LIGO, or the Laser Interferometer Gravitational-Wave Observatory, is a large-scale physics experiment and observatory designed to detect gravitational waves. It consists of two massive detectors located in Hanford, Washington and Livingston, Louisiana, USA. These detectors use laser interferometry to measure tiny changes in distance between mirrors placed at the ends of 4 km long vacuum tubes. The LIGO detector network is the most sensitive instrument ever built for observing gravitational waves.

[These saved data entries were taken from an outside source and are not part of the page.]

PR #424, opened 2025-09-03
[PM-23785] Use actual error types in UniFFI

dani-garcia:
## 🎟️ Tracking

https://bitwarden.atlassian.net/browse/PM-23785

## 📔 Objective

Currently all the UniFFI errors get serialized as a string. This PR updates UniFFI to the latest main changes to add support for proper errors. This requires a couple of changes:

- I've tagged all the errors with `uniffi::Error` and added support to the bitwarden-error macro for uniffi.
- I've had to add some workaround code to deal with an edge case that caused some compilation issues, more info upstream: https://github.com/mozilla/uniffi-rs/issues/2636
- Updated the gradle wrapper included as the old version was having some issues with my java version

How this looks on the mobile apps:
Android:
```kt
try {
    client.crypto().deriveKeyConnector(request)
} catch (ex: BitwardenException.DeriveKeyConnector) {
    when (ex.v1) {
        is DeriveKeyConnectorException.WrongPassword -> {
            println("That is the wrong password: $ex")
        }
        else -> {
            println("Other bitwarden error: ${ex.v1}")
        }
    }
} catch (ex: BitwardenException) {
    println("Other bitwarden error: $ex")
}
```

iOS:
```swift
do {
    try client.crypto().deriveKeyConnector(request);
} catch(BitwardenError.DeriveKeyConnector(DeriveKeyConnectorError.WrongPassword(let msg))) {
    print("Wrong password:", msg)
} catch {
    print("Other bitwarden error:", error)
}
```

## ⏰ Reminders before review

- CI builds passed
  team

## 🦮 Reviewer guidelines


crates/bitwarden-uniffi/src/platform/repository.rs
```diff
@@ -64,12 +63,7 @@ macro_rules! create_uniffi_repository {
             async fn has(
                 &self,
                 id: String,
-            ) -> Result<bool, $crate::platform::repository::RepositoryError> {
-                match self.get(id).await {
-                    Ok(x) => Ok(x.is_some()),
-                    Err(e) => Err(e),
-                }
-            }
+            ) -> Result<bool, $crate::platform::repository::RepositoryError>;
```
dani-garcia, line 66: The latest UniFFI doesn't allow default trait methods, so I've removed it. We weren't using it anyway.

crates/bitwarden-error-macro/src/full/attribute.rs
```diff
@@ -21,6 +21,7 @@ pub(crate) fn bitwarden_error_full(
 
     quote! {
         #[derive(serde::Serialize)]
+        #[cfg_attr(feature = "uniffi", derive(uniffi::Error))]
```
dani-garcia, line 24: Note that this is different than what WASM is doing. The WASM part is generating the code based on the `wasm` feature flag of the macro crate itself, while the UniFFI is always emmitting the `cfg_attr` code, which means it's the feature flag of the final crate that gets evaluated.

I've needed to do this because I couldn't quite get it working the other way, I think the workspace feature unification was causing issues and generating the UniFFI code all the time, even when not needed (like for the bitwarden-ipc crate).

Doing it this new way has one negative effect, which is that it's not obvious that the final crate has to have a `uniffi` feature, and otherwise you'll get a warning (that I've had to silence in the root cargo.toml because of wasm-only crates like bitwarden-ipc)

dereknance (dismissed):

dereknance (approved):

Gravitational waves are ripples in space-time that are produced by some of the most energetic events in the Universe, such as colliding black holes or neutron stars. These waves travel at the speed of light and are incredibly hard to detect due to their extremely weak nature. LIGO was designed specifically for detecting these types of signals from astrophysical sources.
Since beginning operations in 2002, LIGO has not yet detected any gravitational waves directly. However, indirect evidence for their existence has been found through observations of binary star systems. In 2015, LIGO made its first direct detection of gravitational waves from two merging black holes using both of its detectors simultaneously. This groundbreaking discovery opened up a new window onto the Universe and ushered in the era of gravitational wave astronomy.
LIGO is currently undergoing an upgrade called Advanced LIGO (aLIGO), which will increase its sensitivity by an order of magnitude compared to the original design. With this upgrade, LIGO should be able to detect signals from much more distant sources, such as colliding supermassive black holes located at cosmological distances. aLIGO is expected to begin taking data sometime in 2019–2020.